- Born: 4 January 1944 Plzeň, Protectorate of Bohemia and Moravia
- Died: 14 April 1996 (aged 52) Úvaly, Czech Republic

= Antonín Běla =

Czech gangster (1944–1996)

Antonín Běla (4 January 1944 – 14 April 1996) was a Czech Romani from the Kalderash group, a prominent figure in the criminal underworld in the 1990s. He was responsible for a number of crimes, including attempted illegal border crossing, assault, speculation, car and arms trafficking, and his name was also involved in two murders. He collaborated with František Mrázek and the Armenian mafia. On 14 April 1996, unknown men fired around 40 rounds from a 9×19 mm Parabellum submachine gun at him in front of his house, at least 22 of which hit Běla.
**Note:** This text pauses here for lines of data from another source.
PR #764, opened 2015-09-26
Feature/better password hash

rluba:
1. Deduplicate the `salt` parameter constant for `bcrypt.hash(…)` by extracting it to a function.
2. `3` is a _really weak_ setting for the number of rounds. See the [`brcrypt` readme](https://github.com/ncb000gt/node.bcrypt.js#a-note-on-rounds) for details. I've increased it to the default `10` which means `2^10` rounds.

This change will make login/registration marginally slower but the effect should be mitigated by #763 (moving the expensive login operation to an async worker).

### DIFF
--- a/server.coffee
+++ b/server.coffee
@@ -361,7 +361,7 @@ app.post '/reset/:token', (req, res) ->
     res.redirect('/')
 
 hashPassword = (password, cb) ->
-    bcrypt.hash password, 3, cb
+    bcrypt.hash password, 10, cb
 
 app.get '/messages/:channel', (req, res) ->
   db.collection('messages').find({channel: req.params.channel}).sort(date: -1).limit(100).toArray (err, data) ->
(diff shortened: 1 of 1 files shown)


rluba:
… of course this will only take effect for newly registered users and those who use the "forgot password" feature.

But we could extend the login function to rehash any weak password upon login.

zaroth:
I think if you provided migration script to batch rehash all current passwords from DB (so, 7 times?) up to the new standards this change would be way less 'icky' and easier to go through with.

rluba:
The first step would be to merge this PR so that new users benefit from the increased security. Old password hashes will **remain valid**, because bcrypt stores the number of rounds together with the hash.

Regarding @zaroth’s request: You can’t "upgrade" hashes without knowing the clear-text password because the password is part of the input for each round. [See this Stack Exchange answer for more information](http://security.stackexchange.com/a/15876). So patching the login function to gradually improve security is the only way forward for existing users.

zaroth:
Thanks for clarifying how it works, didn't know it's so flexible.

Tested it locally, could both login with the old users and create a new user and log him in - so that's a :+1: from me.

mtgred:
:+1: 

Thanks for the clarification

rluba:
NP, it’s great to see this finally merged! :tada:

Among the suspects were his companion František Mrázek and Běla's former bodyguard Pavel Šrytr, but the courts did not prove the murder to anyone.

==Biography==
Běla was born in 1944 in Plzeň. He started criminal career during 1960s. He also tried several times to cross the Iron Curtain to West Germany but never succeeded. In 1974, Běla and him companions robbed a post office, stealing 47,000 CSK and killing a police officer in the process. This event led to his rise as a mob boss. He started to create connections with politicians and other influential people even before the Velvet Revolution. He was involved in illegal border crossings, assault, speculation, and the trafficking of cars and weapons. During the 1990s he was considered to be the boss of the Czech underworld. He worked with the Armenian mafia and František Mrázek. After death of his son Marcel, he became more brutal which led to conflicts with his associates. He was murdered in Úvaly on 14 April 1996.

==In popular culture==
Story of a Godfather (Příběh kmotra), a Czech film directed by Petr Nikolaev, is inspired by the story of František Mrázek. A character named Farkaš is inspired by Běla and played by Andrej Hryc.

Běla was played by Richard Němec in the TV series Nineties.